Recentemente si è riparlato di legalizzare le droghe leggere. Dopo l’apertura di coffee shop in Colorado, due giorni fa si è tenuta una manifestazione a Roma per abrogare la legge Fini-Giovanardi. Infatti, dopo l’analisi condotta dalla Corte di Cassazione, la Fini-Giovanardi mancherebbe del nesso di interrelazione funzionale tra decreto legge, formato dal governo, e legge di conversione parlamentare. Ciò vuol dire che nel decreto originale non c’era l’equiparazione tra droghe leggere e pesanti con rispettivi mutamenti delle pene. E’ stato il maxiemendamento ”monstre” che ha riscritto il testo su cui il governo ha poi posto la fiducia. Dunque, se la legge venisse abrogata si ridurrebbero detenzioni (da un minimo di 6 anni si tornerebbe a 2) e multe. Tuttavia, ciò che chiedono molti parlamentari, tra cui quelli i grillini, è la legalizzazione delle droghe leggere. Se ciò avvenisse, circa 8 miliardi di euro all’anno entrerebbero nelle casse dello Stato. Invece, tali introiti finiscono nei conti di mafiosi e piccoli clan che sfruttano lo spaccio. Stiamo parlando, invero, di una sottostima basata sui dati delle forze dell’ordine; non del dato effettivo e organico su tutto il territorio, che sarebbe ben superiore.

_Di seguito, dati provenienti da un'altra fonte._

PR #318, opened 2026-07-23
lms7002m: bound the calibration wait loops with a timeout

dmitrymmm:
Fixes #309.

The Rx DC auto-cal poll on register `0x05C1` and the two RP-bias convergence loops had no iteration limit, so a stuck engine or a bad SPI read would hang the caller forever. This caps the DC poll and caps each RP-bias sweep at the field's 32-value range, restoring `MUX_BIAS_OUT` and returning an error if it fails to converge. Built locally.

---


embedded/lms7002m/calibrations.c
```diff
@@ -501,8 +501,15 @@ static void lms7002m_calibrate_rx_dc_auto(lms7002m_context* self)
     }
 
     {
+        int timeout = 1000;
```
rjonaitis: At this moment it's unclear how many retries should be enough.
The calibration algorithm is running inside the chip, it should complete in fixed number of cycles, the cycles rate is dependent on reference clock.
The retry rate is affected by the SPI bus frequency. SPI frequency is unknown, as it's set by the device's hardware.
1000 retries might be enough, when executing from software, as it's slow, but migth not be enough when executing within actual embedded system.
Need to estimate the worst case scenario by maximum chip's supported SPI frequency, and the lowest supported reference clock.
The algorithm duration is not provided in the data sheet, so will need to be measured.

dmitrymmm:
You're right, and thanks - a retry count is the wrong unit here. It is a proxy for time whose meaning changes with the SPI bus speed, and I had no basis for picking 1000. I have reworked it so that neither loop depends on that guess:

- **Rx DC auto-calibration poll (0x05C1)** now waits in *time*, sleeping between reads, so the limit no longer moves with bus speed. I left it at a deliberately generous 1 s and named the constant: it is a safety net that turns an endless hang into a reported error, not an estimate of how long the algorithm takes. It should be tightened once the duration is actually measured on hardware, which I cannot do without a board.
- **RP bias sweeps** no longer use a count at all. They are now bounded by the range of `RP_CALIB_BIAS` itself, a 5 bit field, so a sweep cannot need more steps than the field has values. That is the same guard style as `lms7002m_calibrate_internal_adc`, and it carries no timing assumption whatsoever. It also fixes a real defect: `rpCalib` is `uint16_t`, so `--rpCalib` at 0 wrapped around through the field and that loop could never terminate.

If you would rather the DC poll were structural too, the alternative I see is to fail only when the chip reports the engine idle without the done flag - happy to go that way instead.

PR #319, opened 2026-07-23
limepcie: bail out if PCI configuration fails during probe

dmitrymmm:
Fixes #308.

`limepcie_device_init` ignored the return of `limepcie_configure_pci` and fell through to the reset write and `TestCSR`, which dereference `bar0_addr`. On a configure failure `bar0_addr` is NULL, so probe would oops instead of failing cleanly. Return the error immediately. (Kernel module; change is a guarded early return.)

---


rjonaitis:
Already fixed.

PR #422, opened 2024-08-20
[FSSDK-10553] add IsEveryoneElseVariation marker in decide API

pulak-opti:
## Summary
- added IsEveryoneElseVariation marker in decide API

## Ticket
- [FSSDK-10553](https://jira.sso.episerver.net/browse/FSSDK-10553)

### DIFF
--- a/pkg/handlers/decide.go
+++ b/pkg/handlers/decide.go
@@ -123,7 +123,7 @@ func Decide(w http.ResponseWriter, r *http.Request) {
 		key := keys[0]
 		logger.Debug().Str("featureKey", key).Msg("fetching feature decision")
 		d := optimizelyUserContext.Decide(key, decideOptions)
-		decideOut := DecideOut{d, d.Variables.ToMap(), IsEveryoneElseVariation(featureMap[d.FlagKey].DeliveryRules, d.RuleKey)}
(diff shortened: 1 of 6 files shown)


mikechu-optimizely (commented):
I read the Jira on this, but 2 initial thoughts:
1. Should this be solved in the SDK or via project configuration, as you mentioned as a variation?
2. If this is something that an SDK should handle, then perhaps it needs to be put in all the base language SDKs. 

There's a high probability you've already run through all these thoughts, and I'm late to understanding.

I do not see any problems with the coded solution, but will refrain from providing Approval since I'm not fully knowledgeable on the problem.

cc @jaeopt

pulak-opti:
Hey @mikechu-optimizely 
Thanks for your thoughts. I have tried to implement this in the SDK first. You might have noticed the linked closed PR in SDK. But then I have changed my mind for the followings:
- User has requested the feature for the Agent
- Implementing this in SDK will force us to add this in other primary language SDKs to keep things in sync.
- Users can implement the same thing on their server side in the similar way as we have done it in Agent if they need it.

jaeopt (approved):
LGTM

jaeopt:
@mikechu-optimizely @pulak-opti 
I also see some value for adding this to all SDKs, hiding our naming rule for everyone-else.
The current implementation in agent looks reasonable for now and we can review it again for adding into the SDK level.

PR #426, opened 2024-10-03
[FSSDK-10734] update regex to allow `=` character

pulak-opti:
## Summary
- updated config.yaml
- updated regex to allow `=` character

A questi guadagni potenziali si accosterebbero quelli derivanti da un aumento dei fondi per la ricerca sulla cannabis e l’abbassamento dei prezzi di cui gioverebbero numerosi malati in tutta Italia. Il costo di 300 grammi di cannabis supera i 150 euro attualmente e per un malato che nei momenti peggiori li consuma in 3 giorni, è un prezzo troppo alto. Il piccolo spacciatore allora si introduce nel giro e risponde alla domanda di mercato, pur se illegalmente. In un certo senso, sostiene chi soffre, compito che spetterebbe allo Stato.